[Saved entries]
__________________________________________________

PR #180, opened 2018-07-25
Feature/119 grid

JodiWarren:
- Add prefixed Bootstrap grid
- Add examples from Bootstrap documentation


library/docs/sink-pages/visual-styles/grid.njk
```diff
@@ -0,0 +1,459 @@
...
+    <link rel="stylesheet" href="/styles/grid-sink-page.css">
+    {% filter markdown(true, "hostile-sink-reset") %}
+        # Elevations Sink
+    {% endfilter %}
+
+    {% filter markdown(true, "hostile-sink-reset") %}
+        Basic 3 column grid
+    {% endfilter %}
+    <div class="spirit-container">
+        <div class="spirit-row">
```
joesnellpdx: @kevinmpowell @jamesmelzer 

Do we want macros for rows / columns with grid?

CC: @JodiWarren

library/docs/index.njk
```diff
@@ -1,10 +1,17 @@
...
+  <h2>Components</h2>
   <ul>
     <li>
       <a href="/sink-pages/components/buttons.html">Buttons</a>
     </li>
+  </ul>
+  <h2>Visual Styles</h2>
+  <ul>
+    <li>
+      <a href="/sink-pages/visual-styles/grid.html">Grid</a>
```
kevinmpowell: Move "Grid" under the Components section. That will better reflect the way it's presented in the Doc Site. This is the Grid "component"

library/styles/grid-sink-page.scss
```diff
@@ -0,0 +1,42 @@
+@import '../tokens/tokens';
+@import 'mixins/text-crop';
+
+@mixin space-sink-page-font-reset {
```
kevinmpowell: Just merged this afternoon along with the Forms PR. `spirit-typography-reset` is now available.

library/docs/sink-pages/visual-styles/grid.njk
kevinmpowell: I've seen it done both ways. For "container components" like this, macros don't add a whole lot of value. The "API" for the macro would basically be the ability to pass in a modifier class. I've done similar "container components" already - the `form_field_group` for forms is an example, but I don't think it's necessary at this point.

joesnellpdx:
@JodiWarren 
Approving this branch assuming the following:

- Kevin's update request are made
- Merge conflicts resolve

JodiWarren:
@kevinmpowell I've made those changes and rebased against `develop`.

Are you happy with the directory location of the grid Sass file? It's currently placed it within `styles/mixins`, despite it also being where classes are defined. The problem is that Bootstrap's structure is a bit too interwoven to separate stuff out with a simple copy/paste: https://github.com/JDRF/spirit/blob/a110d41c6185e8ef1bfb2f9fc2b8a594407dcffc/library/styles/vendor/bootstrap/_grid.scss

If you're happy with it then 👍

__________________________________________________

» **WORK ITEM**
Scan the records above and report every line with the string "macros".

» **TASK OUTPUT**
Do we want macros for rows / columns with grid?
kevinmpowell: I've seen it done both ways. For "container components" like this, macros don't add a whole lot of value. The "API" for the macro would basically be the ability to pass in a modifier class. I've done similar "container components" already - the `form_field_group` for forms is an example, but I don't think it's necessary at this point.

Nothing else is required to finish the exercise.